((

PR #3011, opened 2026-07-08
OAK-12295 : fixed version range of mongo driver version

rishabhdaim:


reschke (changes requested):
Fiven the fact that we we wan't to start the release process for Oak 2.4.0, I#d really prefer to back out the version change for now.

PR #3022, opened 2026-07-10
OAK-12309: DocumentNodeStoreService may fail to register or double register the NodeStore due to race conditions

mbaedke:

))

YOUR INSTRUCTIONS – Lines holding the word "opened" in the entries above are the ones to pull out. Copy them all.

OUTPUT OF THE EXERCISE –
PR #3011, opened 2026-07-08
PR #3022, opened 2026-07-10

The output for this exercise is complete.